(Dataset excerpts)
PR #475, opened 2017-07-23
Add Magento_LayeredNavigationStaging as a dependency to fix blank filter 

tunght13488:
With certain config.php module sequence where Magento_LayeredNavigationStaging come before Smile_ElasticsuiteCatalog we got blank filter for product listing page and search result page


afoucret:
Merging this PR would made the module incompatible with Magento CE (the module `Magento_LayeredNavigationStaging` is not available for Magento CE). 

I don't see any way to fix module loading order while keeping the dependency optional.
We will need to dig in this one.

BR,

Task requirements:
Using the entries, return every line where the word "filter" can be found.

Solution to the exercise:
Add Magento_LayeredNavigationStaging as a dependency to fix blank filter 
With certain config.php module sequence where Magento_LayeredNavigationStaging come before Smile_ElasticsuiteCatalog we got blank filter for product listing page and search result page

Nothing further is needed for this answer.